Stored items
PR #3111, opened 2024-04-08
refactor: replace shannonToCKB with lumos formatUnit

twhy:
How this PR was implemented

1.  Rewrite `shannonToCKB` with `@ckb-lumos/bi/formatUnit` as below.
```typescript
import { formatUnit, ckbDecimals } from '@ckb-lumos/bi'

const shannonToCKB = (shannon: bigint) => {
  return new Intl.NumberFormat('en-US', {
    useGrouping: false,
    signDisplay: 'always',
    minimumFractionDigits: ckbDecimals,
    maximumFractionDigits: ckbDecimals,
  }).format(Number(formatUnit(shannon, 'ckb')))
}

export default shannonToCKB
```
2. Run `shannonToCKB.test.ts` to make sure the new implementation pass all tests.
image

3. Go to `to-csv-row.ts`(the only file using `shannonToCKB`), rewrite
```ts
amount = shannonToCKB(BigInt(tx.value ?? ''))
```
 as 
```ts
amount = new Intl.NumberFormat('en-US', {
  useGrouping: false,
  signDisplay: 'always',
  minimumFractionDigits: ckbDecimals,
  maximumFractionDigits: ckbDecimals,
}).format(Number(formatUnit(BigInt(tx.value ?? '0'), 'ckb'))) 
```
`BigInt('')` and `BigInt('0')` are both evaluated to `0n`, but `BigInt('0')` is more explicit.

4. Delete `shannonToCKB.ts`  and `shannonToCKB.test.ts`


homura:
Looks good. Since version 0.22, Lumos has provided an entry package `@ckb-lumos/lumos` that includes almost all common functions. It's suggested to import only `@ckb-lumos/lumos` for more convenience

```ts
import { formatUnit } from '@ckb-lumos/lumos/utils'
formatUnit(...)

// or
import { utils } from '@ckb-lumos/lumos'
utils.formatUnit(...)
```

twhy:
@homura  That's very convinient! 
But the neuron-wallet is still using `0.21.1`
https://github.com/nervosnetwork/neuron/blob/develop/packages/neuron-wallet/package.json#L45
So we probably should create a separate PR to upgrade the lumos dependencies and update the imports after this one get merged.

homura (approved):

packages/neuron-wallet/src/utils/to-csv-row.ts
```diff
@@ -41,7 +41,12 @@ const toCSVRow = (
       txType = +tx.sudtInfo.amount <= 0 ? `UDT ${SEND_TYPE}` : `UDT ${RECEIVE_TYPE}`
     }
   } else {
-    amount = shannonToCKB(BigInt(tx.value ?? ''))
+    amount = new Intl.NumberFormat('en-US', {
+      useGrouping: false,
+      signDisplay: 'always',
+      minimumFractionDigits: ckbDecimals,
+      maximumFractionDigits: ckbDecimals,
+    }).format(Number(formatUnit(BigInt(tx.value ?? '0'), 'ckb')))
```
Keith-CY, line 49: `Number` has precision issue, e.g.

```
new Intl.NumberFormat('en-US', {
      useGrouping: false,
      signDisplay: 'always',
      minimumFractionDigits: 8,
      maximumFractionDigits: 8,
    }).format(Number('123456789012345678901234567890'))
// +123456789012345680000000000000.00000000
```

`formatUnit` returns `string` which is enough for this case.

Keith-CY: It's better to enclose the `type cast` in a function and guard it by test cases.

I just checked the function of `foramtUnit`(https://github.com/ckb-js/lumos/blob/bb1fd0a233ac69ce1976e6b9036ea7fa17476457/packages/bi/src/index.ts#L197) and found that this method transformed `shannon` to `CKB` well. Why is `Intl.NumberFormat` used here without `usingGrouping`?

If `Intl.NumberFormat` is just for the positive sign, it can be fixed easily.

twhy: `Intl.NumberFormat` is used for two reasons
1. Add sign `+` when necessary
2. Make sure `amount` has 8 fraction digits. 
e.g. `formatUnit(BigInt(0), 'ckb')` returns '0.0' instead of '0.00000000' 
and `formatUnit(BigInt(12345678900000000), 'ckb')` returns `"123456789.0"` instead of `"+123456789.00000000"`

The `useGrouping: false` option makes sure `amount` has no commas.

Here are the `shannonToCKB.test.ts` test cases
```ts
const fixtures: { shannon: bigint; expected: string }[] = [
  {
    shannon: BigInt(0),
    expected: '+0.00000000',     // Received: "0.0" without Intl.NumberFormat
  },
  {
    shannon: BigInt(1234567),
    expected: '+0.01234567',
  },
  {
    shannon: BigInt(-1234567),
    expected: '-0.01234567',
  },
  {
    shannon: BigInt(12345678),
    expected: '+0.12345678',
  },
  {
    shannon: BigInt(-12345678),
    expected: '-0.12345678',
  },
  {
    shannon: BigInt(123456789),
    expected: '+1.23456789',
  },
  {
    shannon: BigInt(-123456789),
    expected: '-1.23456789',
  },
  {
    shannon: BigInt(12345678900000000),
    expected: '+123456789.00000000',  // Received: "123456789.0" without Intl.NumberFormat
  },
  {
    shannon: BigInt(-12345678900000000),
    expected: '-123456789.00000000',  // Received: "-123456789.0" without Intl.NumberFormat
  },
]
```

Keith-CY: Got it, then I would suggest adding a method to enclose the `type cast`

twhy:
```ts
```

homura: Maybe it is good enough to rewrite the `NumberFormat` declaration for this scenario

```ts
declare global {
  namespace Intl {
    interface NumberFormat {
      format(value: number | string): string;
    }
  }
}
```

twhy: Where to put this declaration ? When I try to put it inside `to-csv-row.ts`
image


I actually think `as any` or `as unknown as number` is not that bad because at langage level the `Intl.NumberFormat.prototype.format()` method does accept string. 

It's the typings are not well written, or too strict.

image

ninja-fe: > Where to put this declaration ? When I try to put it inside to-csv-row.ts

image

homura: > Where to put this declaration ? When I try to put it inside to-csv-row.ts

image

twhy: OK. Cool!  @Keith-CY What do you think about this appoach ?

homura: > All dirty works are concealed in the formatAmount method, and it can be guaranteed by unit tests.

Doing it in this way does indeed make it easier to read, without relying on TypeScript's tricks

twhy: > > Where to put this declaration ? When I try to put it inside `to-csv-row.ts` image
> > I actually think `as any` or `as unknown as number` is not that bad IN THIS CASE because at langage level the `Intl.NumberFormat.prototype.format()` method does accept string.
> > It's the typings are not well written, or too strict.
> > image
> > @Keith-CY Can you show a little example about how to enclose the `type cast` by adding a method in this case ? I'm a bit confused.
> 
> Simply add a method as
> 
> ```ts
> const formatAmount = (amount: string | number | ...) => 
>     new Intl.NumberFormat('en-US', {
>       useGrouping: false,
>       signDisplay: 'always',
>       minimumFractionDigits: ckbDecimals,
>       maximumFractionDigits: ckbDecimals,
>     }).format(formatUnit(BigInt(amount ?? '0'), 'ckb') as any)
> ```
> 
> All dirty works are concealed in the `formatAmount` method, and it can be guaranteed by unit tests.

OK! I will do it.

packages/neuron-wallet/tests/utils/to-csv-row/fixtures.json
Keith-CY, line 1: These cases are for rendering various types of assets. The amount formtter should be tested specifically.
Otherwise, it would be hard to add more cases for the formatter, e.g. adding a case of handling overflow

twhy: OK!  
Maybe I should NOT have deleted `shannonToCKB.ts` and `shannonToCKB.test.ts`.
What I should have done is just to rewrite `shannonToCKB` method as below.
```ts
import { formatUnit, ckbDecimals } from '@ckb-lumos/bi'

const shannonToCKB = (shannon: bigint) => {
  return new Intl.NumberFormat('en-US', {
    useGrouping: false,
    signDisplay: 'always',
    minimumFractionDigits: ckbDecimals,
    maximumFractionDigits: ckbDecimals,
  }).format(formatUnit(shannon, 'ckb') as any)
}

export default shannonToCKB
```
And in `to-csv-row.ts`, keep the original code. Also keep `shannonToCKB.test.ts` as tests.
```ts
amount = shannonToCKB(BigInt(tx.value ?? '0'))
```

The `formatAmount` is just the same as `shannonToCKB`.

twhy: I created PR https://github.com/nervosnetwork/neuron/pull/3114 to replace this one. We should probably close this PR, but the discussion is very helpful.

PR #3120, opened 2024-04-12
fix: When set start block number is less than before, remove all of the sync data.

yanguoyu:
When we set a smaller number than before, the UI shows `The block number you set is smaller than the previous set, the synchronization will restart, please proceed with caution.` But actually, it does not remove all of the sync data.

`The last set startBlockNumber should be get before updating the wallet` will fix it.


Keith-CY (approved):

yanguoyu:
@silySuper please test it.

silySuper:
In my impression,start block number will effect by after clicking  clear all sync data ,can not effect after changed（I thought that was the logic before）.Now is effected after be changed.

silySuper (approved):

● WHAT TO WORK ON
Note each line above that holds "data", then copy all of them.

● TASK ANSWER
fix: When set start block number is less than before, remove all of the sync data.
When we set a smaller number than before, the UI shows `The block number you set is smaller than the previous set, the synchronization will restart, please proceed with caution.` But actually, it does not remove all of the sync data.
In my impression,start block number will effect by after clicking  clear all sync data ,can not effect after changed（I thought that was the logic before）.Now is effected after be changed.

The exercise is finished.